◆ **Task item**
Scan the entries below for the word "doesn". Copy out every line in which it occurs.

[Collected data entries]
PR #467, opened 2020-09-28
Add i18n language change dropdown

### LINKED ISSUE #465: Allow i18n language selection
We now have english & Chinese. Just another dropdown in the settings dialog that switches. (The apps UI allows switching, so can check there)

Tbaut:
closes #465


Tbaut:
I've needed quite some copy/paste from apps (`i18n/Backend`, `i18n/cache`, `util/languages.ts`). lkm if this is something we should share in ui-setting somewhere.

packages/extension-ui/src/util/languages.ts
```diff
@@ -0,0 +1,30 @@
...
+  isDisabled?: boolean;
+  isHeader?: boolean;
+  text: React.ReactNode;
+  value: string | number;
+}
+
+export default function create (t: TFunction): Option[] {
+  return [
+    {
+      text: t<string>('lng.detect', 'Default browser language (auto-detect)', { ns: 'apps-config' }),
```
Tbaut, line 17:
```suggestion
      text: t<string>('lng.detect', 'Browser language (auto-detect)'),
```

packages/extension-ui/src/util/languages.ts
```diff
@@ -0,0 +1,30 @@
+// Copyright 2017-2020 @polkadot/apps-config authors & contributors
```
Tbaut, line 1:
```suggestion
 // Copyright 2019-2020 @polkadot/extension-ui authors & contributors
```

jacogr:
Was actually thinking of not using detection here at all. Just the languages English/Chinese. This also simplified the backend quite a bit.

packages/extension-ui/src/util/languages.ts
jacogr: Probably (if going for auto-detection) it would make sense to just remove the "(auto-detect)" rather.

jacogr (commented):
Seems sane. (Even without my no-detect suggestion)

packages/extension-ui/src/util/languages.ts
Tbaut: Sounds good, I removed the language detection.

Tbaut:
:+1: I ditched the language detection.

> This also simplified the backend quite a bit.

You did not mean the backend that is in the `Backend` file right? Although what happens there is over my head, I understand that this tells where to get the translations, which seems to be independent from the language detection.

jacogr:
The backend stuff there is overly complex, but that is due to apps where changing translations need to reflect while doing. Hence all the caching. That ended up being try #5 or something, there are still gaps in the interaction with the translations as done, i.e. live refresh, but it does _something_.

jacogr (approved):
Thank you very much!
==
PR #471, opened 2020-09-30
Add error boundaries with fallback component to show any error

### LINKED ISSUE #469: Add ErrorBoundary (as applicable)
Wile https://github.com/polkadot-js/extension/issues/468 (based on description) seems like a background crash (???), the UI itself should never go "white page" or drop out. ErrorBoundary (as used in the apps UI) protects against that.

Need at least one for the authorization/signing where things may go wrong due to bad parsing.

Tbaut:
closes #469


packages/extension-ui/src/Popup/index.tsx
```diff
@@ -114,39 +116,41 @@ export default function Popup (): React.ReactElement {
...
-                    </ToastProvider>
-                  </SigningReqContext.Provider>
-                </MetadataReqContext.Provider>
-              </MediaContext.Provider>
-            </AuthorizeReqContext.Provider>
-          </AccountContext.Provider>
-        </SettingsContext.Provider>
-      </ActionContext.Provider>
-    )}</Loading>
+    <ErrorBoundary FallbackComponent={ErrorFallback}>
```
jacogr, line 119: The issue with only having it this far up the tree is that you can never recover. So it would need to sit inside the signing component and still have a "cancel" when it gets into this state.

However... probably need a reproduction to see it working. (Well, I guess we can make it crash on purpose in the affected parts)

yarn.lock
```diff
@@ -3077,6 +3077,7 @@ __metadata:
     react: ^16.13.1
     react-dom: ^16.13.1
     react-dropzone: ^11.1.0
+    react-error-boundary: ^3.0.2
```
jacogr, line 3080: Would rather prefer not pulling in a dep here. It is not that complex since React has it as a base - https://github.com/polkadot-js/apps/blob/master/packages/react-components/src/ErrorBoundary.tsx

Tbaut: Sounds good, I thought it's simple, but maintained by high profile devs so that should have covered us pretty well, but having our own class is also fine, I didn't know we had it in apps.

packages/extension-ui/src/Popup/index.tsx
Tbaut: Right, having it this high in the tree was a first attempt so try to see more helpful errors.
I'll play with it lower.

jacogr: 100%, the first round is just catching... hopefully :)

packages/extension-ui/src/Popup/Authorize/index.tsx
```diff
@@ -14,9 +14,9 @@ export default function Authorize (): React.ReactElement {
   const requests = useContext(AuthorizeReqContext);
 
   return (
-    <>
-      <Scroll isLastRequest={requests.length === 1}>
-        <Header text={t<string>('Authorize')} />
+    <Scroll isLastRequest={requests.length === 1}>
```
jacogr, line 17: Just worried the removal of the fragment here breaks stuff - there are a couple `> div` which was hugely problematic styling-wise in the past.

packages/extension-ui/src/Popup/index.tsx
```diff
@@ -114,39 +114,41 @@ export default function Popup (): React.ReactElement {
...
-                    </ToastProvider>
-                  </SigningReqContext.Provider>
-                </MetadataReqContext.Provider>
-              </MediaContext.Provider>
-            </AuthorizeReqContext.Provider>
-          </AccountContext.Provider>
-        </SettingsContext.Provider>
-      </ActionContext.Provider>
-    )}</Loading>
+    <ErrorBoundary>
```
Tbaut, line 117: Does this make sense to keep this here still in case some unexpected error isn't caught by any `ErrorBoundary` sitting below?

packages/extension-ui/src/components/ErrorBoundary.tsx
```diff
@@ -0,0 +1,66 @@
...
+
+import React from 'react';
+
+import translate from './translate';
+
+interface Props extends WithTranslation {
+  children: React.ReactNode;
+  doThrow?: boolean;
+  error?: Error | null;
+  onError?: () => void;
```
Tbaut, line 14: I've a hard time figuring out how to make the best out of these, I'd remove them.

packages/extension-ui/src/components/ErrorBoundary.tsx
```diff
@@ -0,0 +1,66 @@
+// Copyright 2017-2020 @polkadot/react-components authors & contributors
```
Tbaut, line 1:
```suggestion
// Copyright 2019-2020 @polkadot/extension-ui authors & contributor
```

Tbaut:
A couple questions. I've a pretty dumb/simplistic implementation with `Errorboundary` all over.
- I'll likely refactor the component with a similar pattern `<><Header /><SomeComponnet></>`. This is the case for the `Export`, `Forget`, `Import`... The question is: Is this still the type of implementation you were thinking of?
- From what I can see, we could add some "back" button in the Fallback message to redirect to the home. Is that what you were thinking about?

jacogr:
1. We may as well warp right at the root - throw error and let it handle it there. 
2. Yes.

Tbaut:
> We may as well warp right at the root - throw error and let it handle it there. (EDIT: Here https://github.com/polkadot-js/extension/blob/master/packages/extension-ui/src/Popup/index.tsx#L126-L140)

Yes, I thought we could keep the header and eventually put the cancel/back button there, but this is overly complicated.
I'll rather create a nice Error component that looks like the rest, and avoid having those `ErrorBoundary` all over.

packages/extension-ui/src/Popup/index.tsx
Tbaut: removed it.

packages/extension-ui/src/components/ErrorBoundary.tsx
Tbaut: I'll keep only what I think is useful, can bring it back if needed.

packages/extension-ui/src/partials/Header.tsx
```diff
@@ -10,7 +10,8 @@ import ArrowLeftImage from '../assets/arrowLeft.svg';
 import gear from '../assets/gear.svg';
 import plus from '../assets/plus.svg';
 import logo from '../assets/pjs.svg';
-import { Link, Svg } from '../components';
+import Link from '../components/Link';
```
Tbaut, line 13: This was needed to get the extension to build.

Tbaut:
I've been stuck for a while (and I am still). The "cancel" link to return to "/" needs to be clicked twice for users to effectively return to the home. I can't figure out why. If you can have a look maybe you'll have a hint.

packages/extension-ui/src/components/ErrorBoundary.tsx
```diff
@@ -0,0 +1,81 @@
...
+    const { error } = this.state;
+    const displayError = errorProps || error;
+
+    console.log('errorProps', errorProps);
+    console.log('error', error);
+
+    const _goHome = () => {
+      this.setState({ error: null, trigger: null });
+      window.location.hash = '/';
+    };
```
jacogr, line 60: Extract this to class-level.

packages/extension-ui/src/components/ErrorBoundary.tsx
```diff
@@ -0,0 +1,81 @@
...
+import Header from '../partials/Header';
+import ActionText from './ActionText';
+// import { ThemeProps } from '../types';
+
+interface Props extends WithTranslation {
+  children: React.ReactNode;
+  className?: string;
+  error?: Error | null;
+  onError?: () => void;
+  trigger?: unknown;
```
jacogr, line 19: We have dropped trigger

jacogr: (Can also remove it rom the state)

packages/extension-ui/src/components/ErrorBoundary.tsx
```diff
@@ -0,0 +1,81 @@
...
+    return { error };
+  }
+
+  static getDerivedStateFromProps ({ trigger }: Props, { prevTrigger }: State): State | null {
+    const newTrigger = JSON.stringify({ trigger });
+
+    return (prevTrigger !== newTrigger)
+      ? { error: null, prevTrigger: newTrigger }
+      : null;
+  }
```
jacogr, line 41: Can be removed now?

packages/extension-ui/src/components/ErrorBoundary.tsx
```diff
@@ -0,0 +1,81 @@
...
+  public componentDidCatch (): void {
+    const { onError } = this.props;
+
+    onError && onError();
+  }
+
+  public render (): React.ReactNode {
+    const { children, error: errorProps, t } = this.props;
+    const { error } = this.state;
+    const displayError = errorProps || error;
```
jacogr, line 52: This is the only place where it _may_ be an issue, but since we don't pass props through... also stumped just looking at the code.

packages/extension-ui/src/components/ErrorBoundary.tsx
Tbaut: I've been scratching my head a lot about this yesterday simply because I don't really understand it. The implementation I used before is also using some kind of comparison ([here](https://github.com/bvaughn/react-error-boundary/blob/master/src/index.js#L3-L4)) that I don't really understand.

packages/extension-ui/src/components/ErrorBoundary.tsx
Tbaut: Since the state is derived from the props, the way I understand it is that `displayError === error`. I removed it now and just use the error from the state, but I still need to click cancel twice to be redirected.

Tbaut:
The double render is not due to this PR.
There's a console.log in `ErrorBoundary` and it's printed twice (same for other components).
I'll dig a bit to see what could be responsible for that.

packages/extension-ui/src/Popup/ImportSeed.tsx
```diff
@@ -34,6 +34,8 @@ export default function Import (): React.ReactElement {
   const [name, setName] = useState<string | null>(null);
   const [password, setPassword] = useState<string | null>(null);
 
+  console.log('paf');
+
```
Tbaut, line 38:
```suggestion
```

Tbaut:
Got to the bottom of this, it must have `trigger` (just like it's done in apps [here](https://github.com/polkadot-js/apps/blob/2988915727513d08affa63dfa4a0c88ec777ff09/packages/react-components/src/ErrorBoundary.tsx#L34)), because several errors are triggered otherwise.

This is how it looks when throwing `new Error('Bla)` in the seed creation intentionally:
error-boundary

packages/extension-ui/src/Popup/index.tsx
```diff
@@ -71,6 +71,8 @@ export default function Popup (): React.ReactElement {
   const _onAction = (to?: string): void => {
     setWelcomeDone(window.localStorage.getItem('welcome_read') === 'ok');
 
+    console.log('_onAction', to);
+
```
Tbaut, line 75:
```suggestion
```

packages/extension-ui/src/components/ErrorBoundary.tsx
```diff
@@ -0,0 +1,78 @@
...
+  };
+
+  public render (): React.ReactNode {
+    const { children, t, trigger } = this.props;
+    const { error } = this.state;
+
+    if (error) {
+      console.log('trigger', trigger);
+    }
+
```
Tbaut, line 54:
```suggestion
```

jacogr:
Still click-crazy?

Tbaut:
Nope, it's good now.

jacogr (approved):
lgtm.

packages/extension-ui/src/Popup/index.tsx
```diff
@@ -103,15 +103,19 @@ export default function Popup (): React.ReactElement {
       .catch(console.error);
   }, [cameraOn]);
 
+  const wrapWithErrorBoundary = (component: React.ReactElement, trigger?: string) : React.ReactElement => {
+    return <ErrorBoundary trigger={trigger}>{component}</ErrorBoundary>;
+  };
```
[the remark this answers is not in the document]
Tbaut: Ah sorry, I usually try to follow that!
* * *
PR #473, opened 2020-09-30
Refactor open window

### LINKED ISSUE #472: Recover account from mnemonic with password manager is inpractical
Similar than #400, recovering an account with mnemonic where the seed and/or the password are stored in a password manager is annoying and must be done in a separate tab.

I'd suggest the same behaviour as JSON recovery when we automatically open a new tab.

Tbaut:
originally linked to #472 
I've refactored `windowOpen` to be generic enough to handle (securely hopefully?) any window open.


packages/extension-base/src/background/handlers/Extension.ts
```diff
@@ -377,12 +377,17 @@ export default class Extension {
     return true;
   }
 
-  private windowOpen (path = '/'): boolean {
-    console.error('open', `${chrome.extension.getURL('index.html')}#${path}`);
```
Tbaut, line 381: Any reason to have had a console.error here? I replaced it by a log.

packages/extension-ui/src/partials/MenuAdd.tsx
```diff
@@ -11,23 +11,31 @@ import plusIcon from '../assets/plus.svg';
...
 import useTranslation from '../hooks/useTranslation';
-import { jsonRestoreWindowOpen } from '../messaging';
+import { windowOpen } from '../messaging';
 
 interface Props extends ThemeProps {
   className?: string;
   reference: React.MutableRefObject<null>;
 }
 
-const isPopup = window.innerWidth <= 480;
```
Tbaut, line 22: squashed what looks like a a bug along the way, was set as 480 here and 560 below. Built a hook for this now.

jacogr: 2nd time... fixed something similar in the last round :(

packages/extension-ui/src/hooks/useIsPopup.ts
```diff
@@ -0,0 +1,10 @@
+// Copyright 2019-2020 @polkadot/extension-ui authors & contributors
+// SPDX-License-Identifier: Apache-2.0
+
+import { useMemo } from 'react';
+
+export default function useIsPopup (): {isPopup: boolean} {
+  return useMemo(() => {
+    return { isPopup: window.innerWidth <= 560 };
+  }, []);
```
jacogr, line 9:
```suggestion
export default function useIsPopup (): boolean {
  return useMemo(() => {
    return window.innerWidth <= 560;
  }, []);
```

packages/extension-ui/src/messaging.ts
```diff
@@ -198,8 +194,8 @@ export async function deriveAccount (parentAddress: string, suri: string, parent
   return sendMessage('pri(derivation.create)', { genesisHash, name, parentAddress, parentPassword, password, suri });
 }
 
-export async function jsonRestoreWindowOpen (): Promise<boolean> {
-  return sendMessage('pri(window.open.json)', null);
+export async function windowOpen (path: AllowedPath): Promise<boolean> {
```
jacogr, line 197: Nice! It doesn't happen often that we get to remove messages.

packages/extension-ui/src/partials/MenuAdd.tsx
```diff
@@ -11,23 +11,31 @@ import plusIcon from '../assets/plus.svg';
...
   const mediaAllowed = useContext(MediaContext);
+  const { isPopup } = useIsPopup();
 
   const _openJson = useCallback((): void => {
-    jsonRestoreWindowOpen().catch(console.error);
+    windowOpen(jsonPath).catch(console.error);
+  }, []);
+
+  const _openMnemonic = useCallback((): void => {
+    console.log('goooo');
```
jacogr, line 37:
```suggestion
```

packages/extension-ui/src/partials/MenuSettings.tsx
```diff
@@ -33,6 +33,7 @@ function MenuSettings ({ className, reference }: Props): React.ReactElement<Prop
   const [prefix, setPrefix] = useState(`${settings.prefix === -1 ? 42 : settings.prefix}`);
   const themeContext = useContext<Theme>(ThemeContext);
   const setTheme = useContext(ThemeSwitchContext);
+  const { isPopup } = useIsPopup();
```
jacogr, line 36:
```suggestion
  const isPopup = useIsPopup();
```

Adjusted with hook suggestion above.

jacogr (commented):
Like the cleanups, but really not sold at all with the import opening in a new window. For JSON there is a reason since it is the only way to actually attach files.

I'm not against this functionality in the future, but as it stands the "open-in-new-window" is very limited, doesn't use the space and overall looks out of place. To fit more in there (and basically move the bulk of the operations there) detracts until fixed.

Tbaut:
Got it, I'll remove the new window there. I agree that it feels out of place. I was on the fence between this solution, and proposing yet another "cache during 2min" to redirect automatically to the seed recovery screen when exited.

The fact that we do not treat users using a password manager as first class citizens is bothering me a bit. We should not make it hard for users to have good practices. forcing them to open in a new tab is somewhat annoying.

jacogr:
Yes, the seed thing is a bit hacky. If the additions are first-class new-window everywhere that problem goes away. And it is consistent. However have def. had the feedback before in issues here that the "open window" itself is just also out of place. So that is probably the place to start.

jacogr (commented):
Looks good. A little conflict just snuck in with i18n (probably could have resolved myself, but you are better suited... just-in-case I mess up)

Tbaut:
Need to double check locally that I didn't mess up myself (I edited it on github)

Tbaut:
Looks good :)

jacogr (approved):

◆ **Exercise answer**
jacogr, line 197: Nice! It doesn't happen often that we get to remove messages.
I'm not against this functionality in the future, but as it stands the "open-in-new-window" is very limited, doesn't use the space and overall looks out of place. To fit more in there (and basically move the bulk of the operations there) detracts until fixed.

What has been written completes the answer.